Blanche smiles and points to George. He opened the door to us.
What time is it? asks Margaret, but plainly she doesn’t care what the answer might be.
So many bodies, large, light-absorbing bodies, in this small cabin, and their wavering shadows make it seem as though the room were lit by firelight.
Out, says George. Get the hell out.
Blanche ignores him and instead sits down on the edge of the bed. She doesn’t even look at Margaret. See, you think you can gang up on Lorna, Blanche says, but then when it’s done to you, it’s a different story.
One of the Weboys—Elton? Is he the taller one?—moves to the door but only to stand with his back to it. The other brother remains in place. He’s holding a canvas satchel that bulges as though it might hold a load of tools.

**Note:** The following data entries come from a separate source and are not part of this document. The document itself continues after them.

PR #78, opened 2015-06-02
Adding more functions of adb and refactoring tests

moizjv:
- Refactored tests added functional and unit tests
- Added more methods and tests to ADB. 
- Unit tests are still work in progress, aiming to achieve more coverage.


lib/tools/adb-commands.js
```diff
@@ -14,4 +16,97 @@ methods.initZipAlign = async function() {
...
+    let engines = [];
+    for (let line of stdout.split('\n')) {
+      if (line.length > 0 && line[0] !== ' ') {
+        // remove newline and trailing colon, and add to the list
+        engines.push(line.trim().replace(/:$/, ''));
+      }
+    }
+    return engines;
+  } catch (e) {
+    throw new Error(`Error getting available IME's. Original error: ${e.message}`);
```
jlipps: in all of these places where we're throwing errors: in the current code, are we also logging the errors? or no

lib/tools/adb-commands.js
```diff
@@ -14,4 +16,97 @@ methods.initZipAlign = async function() {
...
+  }
+};
+
+methods.enabledIMEs = async function () {
```
jlipps: lot of duplication between this and the previous function, suggests a factoring out of something

lib/tools/adb-commands.js
```diff
@@ -14,4 +16,97 @@ methods.initZipAlign = async function() {
...
+      }
+    }
+    return engines;
+  } catch (e) {
+    throw new Error(`Error getting available IME's. Original error: ${e.message}`);
+  }
+};
+
+methods.enableIME = async function (imeId) {
+  return this.shell(['ime', 'enable', imeId]);
```
jlipps: are there actual return values of these ime methods? if not, I would probably write it as this instead:

```js
methods.enableIME = async function (imeId) {
  await this.shell(['ime', 'enable', imeId]);
};
```

since it makes it more semantically transparent that what we're doing is simply waiting for the action to complete

lib/tools/adb-commands.js
moizjv: Yes this was actually a after thought, this function was not present and I added it, becuase i see a value in it. Yes will refactor :+1:

lib/tools/system-calls.js
```diff
@@ -75,4 +76,112 @@ systemCallMethods.getBinaryFromPath = async function(binaryName) {
...
+    try {
+      let devices = await this.getConnectedDevices();
+      if (devices.length < 1) {
+        log.debug("Could not find devices, restarting adb server...");
+        await this.restartAdb();
+        // cool down
+        await sleep(200);
+        await getDevices();
+      }
+      return devices;
```
jlipps: it looks like we return this `devices` value regardless if whether we do the restart in the `if` block above. if that's the case, then why is the `if` block even there? seems like we should be reassigning `devices` inside that block somewhere...

lib/tools/system-calls.js
```diff
@@ -75,4 +76,112 @@ systemCallMethods.getBinaryFromPath = async function(binaryName) {
...
+      await exec(this.adb.path, ['kill-server']);
+    } catch (e) {
+      log.error("Error killing ADB server, going to see if it's online anyway");
+    }
+  }
+};
+
+systemCallMethods.adbExec = async function (cmd, opts = {}) {
+  if (!cmd) {
+    throw new Error("You need to pass in a command to exec()");
```
jlipps: maybe change this to "adbExec"?

lib/tools/adb-commands.js
moizjv:
```
ADB.prototype.enableIME = function (imeId, cb) {
  var cmd = 'ime enable ' + imeId;
  this.shell(cmd, cb);
};
```

This was the earlier implementation. And output looks like `Input method com.example.android.softkeyboard/.SoftKeyboard: already enabled`

lib/tools/system-calls.js
moizjv: copy paste curse will change it

test/functional/syscalls-e2e-specs.js
```diff
@@ -0,0 +1,32 @@
...
+    devices.should.have.length.above(0);
+  });
+  it('adbExec should get devices when with devices', async () => {
+    (await adb.adbExec("devices")).should.contain("List of devices attached");
+  });
+  it('isDeviceConnected should be true', async () => {
+    (await adb.isDeviceConnected()).should.be.true;
+  });
+  it('shell should execute command in adb shell ', async () => {
+    (await adb.shell(['getprop', 'ro.build.version.sdk'])).should.be.equal(apiLevel);
```
jlipps: instead of `should.be.equal(` let's do `should.equal(` in any place that has it. it's more grammatical :-)

test/unit/adb-commands-specs.js
```diff
@@ -0,0 +1,79 @@
...
+    afterEach(async () => {
+      adb.shell.restore();
+    });
+    let verifyShellArguments = function (cmd) {
+      (shell.args[0][0]).should.be.deep.equal(cmd);
+    };
+    it('getApiLevel should call shell with correct args', async () => {
+      createStub('21');
+      (await adb.getApiLevel()).should.be.equal(apiLevel);
+      verifyShellArguments([ 'getprop', 'ro.build.version.sdk' ]);
```
jlipps: no need for spaces here

jlipps:
ok, finished review and made comments. overall looks really great! i do like the unit tests and think we should keep going in this direction.

lib/tools/system-calls.js
moizjv: this is little tricky i had an `else { return devices }`. But actually it will never return as we recursively call `await getDevices()`

lib/tools/adb-commands.js
jlipps: I mean, does it make sense to be returning a random stdout string from this Node-js based API? Thinking about what kind of API we're creating a few things make sense to me:

1. returning nothing (it's just an action after all)
2. returning true or false based on whether the action actually took place
3. throwing an error if the action didn't complete successfully

but returning a stdout string seems a little wonky to me.

lib/tools/system-calls.js
jlipps: but just calling `await getDevices()` recursively doesn't get that value back to the original calling function ever, right? this probably needs some heavy unit tests since there's so much actual logic. on first pass I think that would show up a bug. I think this block should probably look like:

```js
      let devices = await this.getConnectedDevices();
      if (devices.length < 1) {
        log.debug("Could not find devices, restarting adb server...");
        await this.restartAdb();
        // cool down
        await sleep(200);
        devices = await getDevices();
      }
      return devices;
```

but i could be wrong

test/unit/adb-commands-specs.js
```diff
@@ -0,0 +1,79 @@
...
+    });
+  };
+  beforeEach(async () => {
+    await adb.createADB();
+  });
+  describe('shell', () => {
+    afterEach(async () => {
+      adb.shell.restore();
+    });
+    let verifyShellArguments = function (cmd) {
```
sebv: You probably want to use a  a mock for this kind of stuff.

test/unit/adb-commands-specs.js
```diff
@@ -0,0 +1,79 @@
...
+      (shell.args[0][0]).should.be.deep.equal(cmd);
```
sebv: I think you can remove `be`

test/unit/adb-commands-specs.js
```diff
@@ -0,0 +1,79 @@
...
+      (await adb.getApiLevel()).should.be.equal(apiLevel);
+      verifyShellArguments([ 'getprop', 'ro.build.version.sdk' ]);
+    });
+    it('availableIMEs should call shell with correct args', async () => {
+      createStub(imeList);
+      (await adb.availableIMEs()).should.have.length.above(0);
+      verifyShellArguments(['ime', 'list', '-a']);
+    });
+    it('enabledIMEs should call shell with correct args', async () => {
+      createStub(imeList);
```
sebv: I would try to avoid setting up stub/mock inside `it` block.

lib/tools/system-calls.js
```diff
@@ -75,4 +76,112 @@ systemCallMethods.getBinaryFromPath = async function(binaryName) {
   }
 };
 
+systemCallMethods.getConnectedDevices = async function () {
+  log.debug("Getting connected devices...");
+  try {
+    let {stdout} = await exec(this.adb.path, ['devices']);
```
imurchie: This is just out of curiosity, but what is up with `let {...} = ...`?

jlipps: @imurchie this is for convenience. `teen_process.exec()` returns an object that looks like:

```js
{
  stdout: 'some string',
  stderr: 'some string',
  code: 0
}
```

Instead of returning an object, the other option was to return an array. Then we could have retrieved the values like:

```js
let [stdout, stderr, code] = await exec(...);
```

But in many cases we want only one type of thing from `exec`. Let's say we only wanted `stderr`, then it would look like:

```js
let [, stderr] = await exec(...);
```

Which is slightly more mysterious than what we can do now (because of object destructuring):

```js
let {stderr} = await exec(...);
```

In other words, returning an object plus ES6 object destructuring gives us the ability to target simply those return values we're interested in.

imurchie: Ah! Thanks. I knew about object destructuring, but didn't clue in to the pattern here.

lib/tools/adb-commands.js
moizjv: We are currently now logging errors, I am not sure if want to log error messages?

test/unit/adb-commands-specs.js
moizjv: Each test case requires different output. I am not sure how I can avoid creating a new stub every time to have a different output?

test/unit/adb-commands-specs.js
moizjv: sinon does not allow me to mock already stubbed function 

`TypeError: Attempted to wrap shell which is already wrapped`

lib/tools/adb-commands.js
jlipps: the nice thing about logging them where we throw them is we get to see what happened just before. not just the overall failure without an idea of where in the log flow it actually took place

moizjv:
@jlipps @sebv made more changes, going to add logging in `catch (e)` cases

lib/tools/adb-commands.js
```diff
@@ -14,4 +17,86 @@ methods.initZipAlign = async function() {
...
+methods.clear = function (pkg) {
+  return this.shell(['pm', 'clear', pkg]);
+};
+
+methods.stopAndClear = async function (pkg) {
+  try {
+    await this.forceStop(pkg);
+    await this.clear(pkg);
+  } catch (e) {
+    log.error(`Cannot stop and clear ${pkg}. Original error: ${e.message}`);
```
jlipps: let's not duplicate the error message. Instead, we should do:

```js
let msg = `Cannot stop and clear ${pkg}. Original error: ${e.message}`;
log.error(msg);
throw new Error(msg);
```

jlipps: we might want to add a function `logAndThrow(msg)` to appium-support since this is a common pattern. then you could just do:

```js
logAndThrow(`Cannot stop and clear ${pkg}. Original error: ${e.message}`);
```

jlipps: or we could add it as a special method on our appium-logger object, so you could do:

```js
log.throw(`Cannot stop and clear ${pkg}. Original error: ${e.message}`);
```

moizjv:
Also added unit test cases for recursion `getDevicesWithRetry` :)

test/unit/adb-commands-specs.js
sebv: Yeah it's either stub or mock, a mock is a stub + expectations.

moizjv: then i will have to stick to stub as i am mocking shell return value

test/unit/adb-commands-specs.js
sebv: For instance:
```js
describe(''enabledIMEs', () => {
    before(() = {  createStub(imeList);  });
     it('should call shell with correct args', async', () => {
         ...
     });
     after(() => { clearStub() })
});
```

moizjv: Ohh I see what you are saying.

test/unit/adb-commands-specs.js
sebv: btw there are good examples here http://dailyjs.com/2013/02/14/backbone-tutorial-12/
https://www.dropbox.com/s/xft7u9ub4rpy93a/Screenshot%202015-06-03%2009.00.13.png?dl=0

lib/tools/system-calls.js
```diff
@@ -70,9 +71,127 @@ systemCallMethods.getBinaryFromPath = async function(binaryName) {
...
+      log.debug(`${devices.length} device(s) connected`);
+      return devices;
+    }
+  } catch (e) {
+    log.error(`Error while getting connected devices. Original error: ${e.message}`);
+    throw new Error(`Error while getting connected devices. Original error: ${e.message}`);
+  }
+};
+
+systemCallMethods.getDevicesWithRetry = async function (timeoutMs = 20000) {
```
sebv: Catching up with the slack discussion. This should probably be refactored even before we start thinking about test, the error handling code is duplicated.

test/unit/adb-commands-specs.js
sebv: @moizv you can set the mock return value, see above.

moizjv:
@sebv refactored test to include mocks instead of stubs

Blanche unties her scarf, takes it off her head, and waves it in the air. Then she sighs and shakes loose her black hair as if it has pained her to have it covered and controlled.
What are you talking about? asks Margaret.
Is that what you’re going to do? says Blanche. Pretend like you don’t know what I’m talking about? Pretend like you didn’t jump Lorna at work? Two against one—
Nigger fun, her son adds.
—and the two of you badgering and bullying her to give up her boy. Shame on you. Trying to pry a baby loose from his mama. Blanche switches her scolding gaze to George. Shame on the both of you. You’re lucky Lorna doesn’t have a little mama bear in her. Come between that kind of mama and her baby, you’re liable to get your hand bit. And worse.
That’s not exactly what happened, says Margaret.
Somebody would have tried to come between me and any of my boys? Would have tried to talk me out of my own child? I tell you, it would have been hell to pay.